Pubblicato il autore: Christian Vannozzi Segui

roberto manciniNon mancano i guai per Roberto Mancini, criticatissimo dalla stampa a causa della faraonica campagna acquisti che però non ha portato nulla in casa nerazzurra deve ora rispondere anche ai giudizi avvelenati di Luciano Moggi, che di certo non manca di infilare il coltello nella piaga visti i deludentissimi risultati del coach di Jesi.

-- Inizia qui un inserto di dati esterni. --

PR #8079, opened 2026-06-19
feat: add reply hint tooltip on chat usernames

dclstn:
## Problem

BetterTTV lets you double-click a chat username to insert an `@mention`, but the feature is completely undiscoverable — there's no visual hint that double-clicking does anything.

## Change

Bind a tooltip on each chat username (via the existing `chat.message` watcher event) that reads **"Double-click to reply"** on hover. Reuses the existing `bindTooltip` utility and `formatMessage` for i18n — no new dependencies or settings.

## Notes

- The action inserts an `@mention` into the chat input (not Twitch's threaded reply); wording can be adjusted to "Double-click to mention" if preferred.

### DIFF
--- a/src/modules/doubleclick_mention/index.js
+++ b/src/modules/doubleclick_mention/index.js
@@ -2,6 +2,7 @@ import {off, on} from 'delegated-events';
 import {PlatformTypes} from '@/constants';
 import formatMessage from '@/i18n/index';
 import {bindTooltip} from '@/modules/tooltip/index';
+import storage from '@/storage';
 import {loadModuleForPlatforms} from '@/utils/modules';
 import twitch from '@/utils/twitch';
 import watcher from '@/watcher';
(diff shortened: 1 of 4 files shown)


dclstn:
This may be too distracting on a scrolling chat?

dclstn:
> This may be too distracting on a scrolling chat?

I updated this to hide the hint after 3 uses

src/modules/doubleclick_mention/index.js
```diff
@@ -37,11 +47,30 @@ function handleDoubleClick(e) {
...
+    if (mentionUsageCount >= MENTION_USAGE_HINT_LIMIT) {
+      return;
+    }
+
+    const usernameElement = element.querySelector(CHAT_LINE_USERNAME_SELECTOR);
+    if (usernameElement == null) {
+      return;
+    }
+
+    bindTooltip(usernameElement, {content: formatMessage({defaultMessage: 'Double-click to mention'})});
```
night: when we do educational tooltips like this, we should show somehow that it's a betterttv feature. add our logo?

src/modules/doubleclick_mention/index.js
```diff
@@ -8,6 +11,13 @@ const CHAT_ROOM_SELECTOR = '.chat-list,.chat-list--default,.chat-list--other';
 const CHAT_LINE_SELECTOR = '.chat-line__message';
 const USERNAME_SELECTORS =
   '.chat-line__message span.chat-author__display-name, .chat-line__message span[data-a-target="chat-message-mention"]';
+const CHAT_LINE_USERNAME_SELECTOR = '.chat-author__display-name';
+
+// Stop hinting once the user has clearly learned the gesture.
+const MENTION_USAGE_STORAGE_KEY = 'doubleClickMentionUsage';
+const MENTION_USAGE_HINT_LIMIT = 3;
```
night: are we sure seeing this 3 times isn't annoying? maybe it's like 3 times, but 1 time per day? per session?

PR #8080, opened 2026-06-19
feat: add /screenshot chat command

dclstn:
## Summary

Adds a `/screenshot` chat command that saves the current stream frame as a PNG.

It grabs the player's `<video>` element, draws the current frame to a canvas, and downloads it as `<channel>_<timestamp>.png`. No external API or request — everything happens client-side.

## Behavior

- `/screenshot` → downloads a PNG of the current frame at the video's native resolution
- If the stream isn't playing (no video / zero dimensions), shows a BTTV admin error
- If the frame is cross-origin "tainted" (e.g. during some ads), `drawImage`/`toBlob` is caught and a BTTV admin error is shown instead of throwing

## Implementation

Follows the existing command conventions in `src/modules/chat_commands/commands/` (mirrors `clip.js`). Auto-registered via the existing `import.meta.glob('./commands/*.js')` loader, so no wiring changes are needed.

## Testing

- `npm run lint` (ESLint + Prettier): clean
- Dev build compiles with the new command bundled
- Verified live on a 2560×1440 stream: the draw + PNG encode path produces a valid `image/png` with no cross-origin taint error

### DIFF
--- a/src/modules/chat_commands/commands/screenshot.js
+++ b/src/modules/chat_commands/commands/screenshot.js
@@ -1,0 +1,66 @@
+import {DateTime} from 'luxon';
+import formatMessage from '@/i18n/index';
+import commandStore, {PermissionLevels} from '@/modules/chat_commands/store';
+import {getCurrentChannel} from '@/utils/channel';
+import twitch from '@/utils/twitch';
+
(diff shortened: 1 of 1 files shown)


night (approved):
this is probably fine for now. i imagine users may wanna share these tho

PR #8092, opened 2026-06-25
feat: add setting to hide Twitch AI stream summaries

dclstn:
## What

Twitch is testing a **"Mid-Stream Summary"** feature — an AI-generated recap shown to viewers who join a stream that's already in progress. This adds a setting to hide it.

It's delivered as a chat **private callout** (callout type `mid-stream-summary`) and reuses the generic private-callout chrome (`.chat-private-callout__header-segment`, `.inline-private-callout-line`, …) shared with sub upsells, hype-train rewards, etc., so there's no feature-specific class. The only hooks unique to the summary are the hard-coded element ids the viewer component (`MidStreamSummaryCallout`) renders:

- `#summary-title` — the "Stream Summary" `<h5>` heading
- `#summary-survey-question` — the "Is this summary accurate?" feedback prompt
- the callout shell's `[role="region"][aria-labelledby="summary-title"]`, wrapped by an outer `[role="status"]`

## Changes

- New `hide_ai_summary` module — toggles a `bttv-hide-ai-summary` body class (mirrors `hide_chat_clips`).
- CSS hides `[role="status"]:has([aria-labelledby="summary-title"])`, with the region itself as a fallback if Twitch changes the outer wrapper.
- New `ChatFlags.AI_STREAM_SUMMARY` flag, added to the Chat settings panel as **"AI Stream Summaries"** (default on, so it only hides when unchecked). Included in the CHAT default mask so existing users get it via the flag-upgrade system.

## Notes

The feature is still a server-gated experiment (channel must be eligible + the streamer opts in), so it can't be reproduced on demand yet. Tested against a faithful DOM mock of the callout; the selectors are taken from Twitch's shipping client code rather than guessed, so they should hold up — though they may shift while the feature is experimental.


ara303:
Sorry if this isn't within the repo's etiquette, but I'd like to add a "yes, please" comment to this! :+1:

One thing of note, in the "Notes" section of this PR's body:

> server-gated experiment (channel must be eligible + **the streamer opts in**)

This is incorrect. It's opt-out on the streamer's end. Twitch may be manually selecting streams to have it "opted-in" for them. Minor note, I admit, but it's worth being accurate. 

Several high-profile, four/five viewer digit streamers that I watch expressed surprise that they suddenly had it.

PR #8101, opened 2026-06-29
fix: add missing @emnapi entries to package lock for npm ci

dclstn:
## Problem

`npm ci` fails on a fresh checkout of `master`:

```
npm error Missing: @emnapi/core@1.11.1 from lock file
npm error Missing: @emnapi/runtime@1.11.1 from lock file
```

`@rolldown/binding-wasm32-wasi@1.1.2` (pulled in via the recent vite 8 / `postcss-preset-env` change) declares dependencies on `@emnapi/core@1.11.1` and `@emnapi/runtime@1.11.1`, but those package entries were never written into `package-lock.json`. The lockfile is therefore internally inconsistent, which `npm ci` rejects.

## Fix

Regenerated the lockfile (`npm install --package-lock-only`), which adds the two missing `@emnapi/*@1.11.1` entries (and reconciles some stale `peer` metadata). No actual dependency versions changed.

Verified with a clean `npm ci` — installs successfully with 0 vulnerabilities.

### DIFF
--- a/package-lock.json
+++ b/package-lock.json
@@ -106,7 +106,6 @@
       "integrity": "sha512-RgHBCvtjbOK2gXSNBNIkNoEc9qoVEtau3hj8gEqKQuL3HZAibKarWFEI3Lfm6EYKkLalOh8eSrj9b+ch9H/VBA==",
       "dev": true,
       "license": "MIT",
-      "peer": true,
       "dependencies": {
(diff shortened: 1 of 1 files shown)


night:
fixes via https://github.com/night/betterttv/commit/b1d04de39d7e33fd246516e8d2a96d3d2b6e90e0

PR #8105, opened 2026-06-29
fix: stop tooltips sticking by scoping listeners to the bound element

### LINKED ISSUE #8098: Some Icons stay on screen no matter what
### Describe the bug

I outlined the big parts on discord.

Image 

https://github.com/user-attachments/assets/3ec6029c-760f-449e-a3c5-fa33b97829d7

the icons for some things stick around and wont stop showing the big versions when hovering over. 
this happened around the first of june..  
I am using Firefox ( auto updated over the month a few times ) 
I am using the violent monkey version script along with frankerface ( i tested with this off and it still happens ) 

major extentions i use: 
Bitwarden
Privacy badger
Ublock origine
disable twitch extentions
mute current tab
mute sites by default
tab session manager
unwanted twitch
violent monkey as well

### Steps to reproduce

highlight over a emote

### Expected behavior

emote stops being being when not hovering over

### Screenshots

( linked in first part) 

### Device information

firefox in first box of here

### BetterTTV Version

auto updated from script

### Additional information

_No response_

### Version Check

dclstn:
## Problem

Fixes #8098 — emote (and other) tooltips can get stuck on screen and won't dismiss no matter where the mouse moves.

Since #8031 the tooltip is driven by a global controller that listens for `mouseenter`/`mouseleave` on `document` and **only** closes on a `mouseleave` landing on a tooltip element. But a node removed from the DOM while hovered never fires `mouseleave` (true in every browser). In chat this happens constantly — buffer pruning of old lines, moderation/timeout deletions, emote-menu filtering — so the tooltip stays open, anchored to a now-detached element. The old CSS `:hover` implementation couldn't get stuck because the browser clears `:hover` automatically.

## Fix

Move the open/close triggers off `document` and onto each bound element:

- `bindTooltip` attaches `mouseenter`/`mouseleave` **directly to the element**. The handlers are module-level constants, so `addEventListener` dedups on re-bind, and they're garbage-collected with the element when it scrolls out — no manual cleanup, no document-level delegation that other handlers could interfere with. The element's own `__bttvTooltip` drives a shared singleton tooltip via `openTooltip`/`closeTooltip`.
- For the one case a per-element `mouseleave` still can't catch — the element being removed **while** hovered — the floating-ui `autoUpdate` loop (which only runs while a tooltip is open) is guarded on `referenceElement.isConnected` and closes the tooltip when it detaches.
- Drops the now-unused UUID marker attribute and `crypto.randomUUID()`.

Net −93/+62 lines across 3 files.

## Testing

Verified live on twitch.tv with a dev build, against real BetterTTV emotes carrying their actual `bindTooltip` listeners:

- ✅ hover opens the tooltip
- ✅ **the bug:** removing the hovered element from the DOM (no `mouseleave`) closes the tooltip via the `isConnected` guard — immediately, on the same `autoUpdate` tick the removal triggers
- ✅ ordinary `mouseleave` still closes it
- ✅ `eslint`/`prettier` clean


src/modules/tooltip/TooltipController.jsx
```diff
@@ -1,91 +1,43 @@
...
     return () => {
-      document.removeEventListener('mouseenter', handleMouseEnter, true);
-      document.removeEventListener('mouseleave', handleMouseLeave, true);
+      setActive = null;
     };
-  }, [handleMouseEnter, handleMouseLeave]);
+  }, []);
 
-  return <Tooltip state={tooltipState} />;
+  return <Tooltip state={state} onAutoClose={() => setState((current) => ({...current, open: false}))} />;
```
night: leverage usecallback

src/modules/tooltip/Tooltip.jsx
```diff
@@ -1,22 +1,32 @@
...
   const {refs, floatingStyles, context} = useFloating({
     open: state.open,
     placement: `top-${state.alignment ?? 'center'}`,
     strategy: 'fixed',
     elements: {reference: state.referenceElement},
-    whileElementsMounted: autoUpdate,
+    // mouseleave never fires for a node removed while hovered (common in chat). The scroll that
+    // removes a chat line also drives this autoUpdate loop, so detect the detached reference and
+    // close instead of leaving the tooltip stuck open.
+    whileElementsMounted: (reference, floating, update) =>
```
night: ever render will change this function reference. this may need to be a useCallback

src/modules/tooltip/TooltipController.jsx
```diff
@@ -1,91 +1,43 @@
...
+  open: false,
+  content: null,
+  className: null,
+  alignment: 'center',
+  referenceElement: null,
+};
+
+// The mounted controller registers its setState here so the per-element listeners in
+// index.jsx can drive the single shared tooltip without document-level delegation.
+let setActive = null;
```
night: it may be safer to leverage a store rather than hack on useState. tooltip state is considered a singleton and out of render function updates will propagate properly

night (approved):

PR #8107, opened 2026-06-29
chore: resolve @eslint-react/exhaustive-deps warnings

night:
Follow-up to #8104. Triages all **24** `@eslint-react/exhaustive-deps` warnings.

### Fixed (safe, behavior-preserving)
| File | Change |
|------|--------|
| `EmoteMenu.jsx` | remove unnecessary `focusRef` dep |
| `VirtualizedList.jsx` | remove unnecessary `onHeaderChange` dep |
| `EmoteList.jsx` | add used `ref` dep |
| `VirtualizedList.jsx` | add used `rowHeight` dep |

### Suppressed with reason (20)
The rest are **intentional dependency lists in working code**: mount-only setup effects, stable prop setters/handlers, and deliberately-scoped arrays. Adding the "missing" deps would re-run setup or re-register callbacks and change runtime behavior, so each gets an `// eslint-disable-next-line @eslint-react/exhaustive-deps -- <reason>` rather than a risky edit.

Verified: `eslint .` 0 errors / 0 remaining exhaustive-deps warnings, `prettier --check` clean, production build succeeds.

> Note: overlaps a few files with #8106; whichever merges first, the other may need a trivial rebase.

🤖 Generated with [Claude Code](https://claude.com/claude-code)

PR #8108, opened 2026-06-29
chore: migrate forwardRef to ref-as-prop (React 19)

night:
Follow-up to #8104. Migrates `React.forwardRef` to React 19's ref-as-prop for the **65 of 70** `no-forward-ref` warnings that are mechanical.

### Fixed
- **34 settings panels / group components** — `function X(props, ref)` + `React.forwardRef(X)` → `function X({ref, ...props})` + `X` (drops the wrapper at both the `registerSetting` and `export default` sites).
- **PageHeader, Preview** — inline `forwardRef` arrows → `ref` in the props destructure.

Verified: `eslint .` 0 errors, `prettier --check` clean, production build succeeds.

### Left for a follow-up decision (5 warnings, 3 files)
These merge the forwarded ref with internal refs via `useMergedRef` (and `EmoteList` is `memo`-wrapped with 3 components), so they're called out separately rather than converted blindly:
- `src/common/components/Scrollbar.jsx`
- `src/modules/emote_menu/components/VirtualizedList.jsx`
- `src/modules/emote_menu/components/EmoteList.jsx`

> Note: overlaps a few files with #8106 / #8107; whichever merges first, the others may need a trivial rebase.

### DIFF
--- a/src/modules/emote_menu/components/Preview.jsx
+++ b/src/modules/emote_menu/components/Preview.jsx
@@ -7,7 +7,7 @@ import formatMessage from '@/i18n/index';
 import Icons from './Icons';
 import styles from './Preview.module.css';
 
-const Preview = React.forwardRef(({className, emote}, ref) => {
+const Preview = ({className, emote, ref}) => {
   if (emote == null) return null;
 
   let icon = null;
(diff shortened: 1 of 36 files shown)


KainosSLS:
Ok

PR #8109, opened 2026-06-29
chore: resolve remaining @eslint-react warnings (0 warnings)

night:
Final follow-up to the eslint 10 / @eslint-react migration. Clears the **last 21 warnings** so `eslint .` is completely clean (0 errors, 0 warnings).

### Fixed
- **forwardRef → ref-as-prop** for the 3 components that merge the forwarded ref with internal refs via `useMergedRef` (`Scrollbar`, `VirtualizedList`, `EmoteList`) — completes the React 19 migration started in #8108.
- **lazy `useState` init** where the initial value is a function call (`EmoteMenu`, `VirtualizedList`).
- **purity**: `Footer` computes the copyright year once at module load instead of during render.
- **no-array-index-key**: `Icon` keys svg `<path>`s by their `d` string.

### Suppressed with an inline reason (intentional / stylistic)
- **set-state-in-effect** (7) — effects that legitimately sync external state (DOM nodes, storage subscription, measured layout, image load).
- **use-state** destructure style (2), **no-array-index-key** on a static word list that never reorders (1), **web-api** fire-and-forget timeout (1), **purity** random animation seed on a mutable ref (1).

Verified: `eslint .` 0 errors / 0 warnings, `prettier --check` clean, production build succeeds.

### DIFF
--- a/src/common/components/AnimatedCanvas.jsx
+++ b/src/common/components/AnimatedCanvas.jsx
@@ -10,6 +10,7 @@ const FRAME_INTERVAL = 1000 / FRAME_RATE;
 
 export default function AnimatedCanvas({width = CANVAS_WIDTH, height = CANVAS_HEIGHT, className, ...props}) {
   const ref = useRef(null);
+  // eslint-disable-next-line @eslint-react/purity -- random seed for a mutable animation-time ref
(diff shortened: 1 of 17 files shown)


KainosSLS:
Ok

PR #1042, opened 2025-08-20
perf: optimize refresh_dir by prefetching all paths

TheBobBobs:
### Summary
Instead of fetching each entry path one by one prefetch all of them into a set for fast checks.
Refresh time on a library with 400_000 entries went from `160s` to `13s`.

### Tasks Completed
-   Platforms Tested:
    -   [ ] Windows x86
    -   [ ] Windows ARM
    -   [ ] macOS x86
    -   [ ] macOS ARM
    -   [X] Linux x86
    -   [ ] Linux ARM
-   Tested For:
    -   [X] Basic functionality

### DIFF
--- a/src/tagstudio/core/utils/refresh_dir.py
+++ b/src/tagstudio/core/utils/refresh_dir.py
@@ -56,6 +56,10 @@ class RefreshDirTracker:
 
         ignore_patterns = Ignore.get_patterns(library_dir)
 
+        if len(self.library.included_files) == 0:
+            paths = set(library_dir / p for p in self.library.all_paths())
+            self.library.included_files = paths
+
         if force_internal_tools:
             return self.__wc_add(library_dir, ignore_to_glob(ignore_patterns))
 
@@ -92,6 +96,7 @@ class RefreshDirTracker:
                         "--hidden",
                         "--ignore-file",
                         f'"{str(compiled_ignore_path)}"',
+                        str(library_dir),
                     ]
                 ),
                 cwd=library_dir,
@@ -115,8 +120,8 @@ class RefreshDirTracker:
         dir_file_count = 0
         self.files_not_in_library = []
 
-        for r in dir_list:
-            f = pathlib.Path(r)
+        for p in dir_list:
+            f = Path(p)
 
             end_time_loop = time()
             # Yield output every 1/30 of a second
@@ -136,8 +141,10 @@ class RefreshDirTracker:
             dir_file_count += 1
             self.library.included_files.add(f)
 
-            if not self.library.has_path_entry(f):
-                self.files_not_in_library.append(f)
+            relative_path = f.relative_to(library_dir)
+
+            if not self.library.has_path_entry(relative_path):
+                self.files_not_in_library.append(relative_path)
 
         end_time_total = time()
         yield dir_file_count
--- a/src/tagstudio/core/library/alchemy/library.py
+++ b/src/tagstudio/core/library/alchemy/library.py
@@ -7,7 +7,7 @@ import re
 import shutil
 import time
 import unicodedata
-from collections.abc import Iterable, Iterator
+from collections.abc import Iterable, Iterator, Sequence
 from dataclasses import dataclass
 from datetime import UTC, datetime
 from os import makedirs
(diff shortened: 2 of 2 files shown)


CyanVoxel:
So in my testing this appears to give mixed results depending on whether `wcmatch` or `ripgrep` is being used. For these tests I used one folder for `ripgrep` across both this PR and the ts_ignore PR (#897) that has ~60k files that are spread across an internal SSD and symlinked HDD NAS. For `wcmatch` I had to use a different folder due to it otherwise needing to take around 30 minutes to scan the same library due to `wcmatch` not skipping ignored directories in the same way that `ripgrep` does, so I instead used a different ~120k file external SDD for the `ripgrep` tests.

```
#897 - ripgrep, ~60k Files [NAS, HDD+SSD] (after .ts_ignore)
New Library:
0:13
0:20
0:12
0:20
On Refresh (Same Session):
<0:00
<0:00
<0:00
```

```
#897 - wcmatch, ~112k Files [EXT. SSD] (after .ts_ignore)
New Library:
1:02
1:06
1:03
On Refresh (Same Session):
0:32
0:31
0:31
```

```
#1042 - ripgrep, ~60k Files [NAS, HDD+SSD] (after .ts_ignore)
New Library:
2:04
1:18
1:18
On Refresh (Same Session):
1:39
1:14
1:21
```

```
#1042 - wcmatch, ~112k Files [EXT. SSD] (after .ts_ignore)
New Library:
0:39
0:39
0:36
On Refresh (Same Session):
0:29
0:29
0:29
0:29
```

Overall I found that this PR made the `ripgrep` scans significantly slower to scan and subsequently refresh, while the `wcmatch` scans were about ⅓ faster for initial scans with no notable improvement for subsequent refreshes, but nothing on the scale of the results in your description. I believe it's also worth noting that `Path` operations are *very* expensive and contribute to most of the time spent during these types of loops. The reason the `library.included_files` set was used previously is to avoid any path operations when checking if a path was already included in the library during the same session.

TheBobBobs:
I wasn't able to reproduce the poor performance with ripgrep on Windows or Linux but this change should be faster regardless of OS. Also fixes the `is_dir` check in `__rg_add` using relative paths by making ripgrep output absolute paths.

src/tagstudio/core/utils/refresh_dir.py
```diff
@@ -92,6 +96,7 @@ def __get_dir_list(self, library_dir: Path, ignore_patterns: list[str]) -> list[
                         "--hidden",
                         "--ignore-file",
                         f'"{str(compiled_ignore_path)}"',
+                        str(library_dir),
```
CyanVoxel, line 99: This needs to be escaped by quotes in order to work with paths that have spaces in their name, see the string above
```suggestion
                        f'"{str(library_dir)}"',
```

CyanVoxel (commented):
Testing with the non-quoted path fixed, this seems to have only exacerbated the `ripgrep` slowdown for me:
```
#897 - ripgrep, ~ 60k Files [NAS, HDD+SSD] (after .ts_ignore)
New Library:
0:13
0:20
0:12
0:20
```
```
#1042 - ripgrep, ~ 60k Files [NAS, HDD+SSD] (after .ts_ignore)
New Library:
3:08
2:26
```

Also for future reference please do not force push your branch during a review, there's a callout about that in the [CONTRIBUTING.md](https://github.com/TagStudioDev/TagStudio/blob/main/CONTRIBUTING.md) since it makes reviewing PRs more difficult

CyanVoxel:
I did a followup test with purely my external SSD instead of the mixed NAS and found some more strange results:
```
#897 - ripgrep, ~ 112k Files [EXT. SSD] (after .ts_ignore)
0:24
0:24
```
```
#1042 - ripgrep, ~ 112k Files [EXT. SSD] (after .ts_ignore)
0:28
0:27
```
While this is still slower, the difference isn't nearly as severe as it is with my NAS library. Which is especially strange given that `ripgrep` is providing the list of paths first, *before* the loop... Either way, something isn't quite right here

TheBobBobs:
Oh it's probably the fixed is_dir check causing a bunch of network requests it wasn't doing before.

TheBobBobs:
Also this last change only optimizes existing libraries. If there are lots of new files in the scan performance should be pretty much the same. Sorry forgot to mention that.
If this ends up working for you I'll add a check that lets scans with lots of new files benefit from this optimization.

PR #1047, opened 2025-08-23
fix(pyproject): allow Python 3.13 to function

xarvex:
### Summary

Python 3.13 doesn't seem to have any trouble from running TagStudio, apart from `audioop` being removed/deprecated. While we do not support outside package managers at the moment, more and more systems will be moving to it as the system interpreter, and simply allowing this doesn't cause any harm.

`pydub` is what currently depends on the removed `audioop` module. For now, added in `audioop-lts` (only when on a version at or above 3.13) while a long-term solution is figured out.

### Tasks Completed

-   Platforms Tested:
    -   [ ] Windows x86
    -   [ ] Windows ARM
    -   [ ] macOS x86
    -   [ ] macOS ARM
    -   [x] Linux x86
    -   [ ] Linux ARM
    
-   Tested For:
    -   [x] Basic functionality

### DIFF
--- a/flake.nix
+++ b/flake.nix
@@ -28,7 +28,7 @@
       perSystem =
         { pkgs, ... }:
         let
-          python3 = pkgs.python312;
+          python3 = pkgs.python313;
         in
         {
           packages =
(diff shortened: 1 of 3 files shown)


xarvex:
Rebased to account for Nix now that #1048 was merged.
Edit: went a bit too fast, added in the `audioop-lts`.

La prestazione mediocre dei nerazzurri contro la Juventus ha infatti scatenato l’ex direttore generale bianconero che evidenzia come il Mancio non abbia saputo mettere assieme una squadra, nonostante abbia avuto tutto ciò che desiderasse dal buon Thohir, che ha speso tanto senza veder rientrare assolutamente nulla. Sicuramente le innumerevoli formazioni e i ripetuti cambi nel modulo di gioco non sono stati d’aiuto per dei giocatori che sono letteralmente entrati in confusione, generando lo scempio che ora si vede in campo. L’Inter è ormai la squadra che gioca peggio in serie A, una formazione priva di identità che ha rischiato di perdere anche contro il Verona, ultimo in classifica.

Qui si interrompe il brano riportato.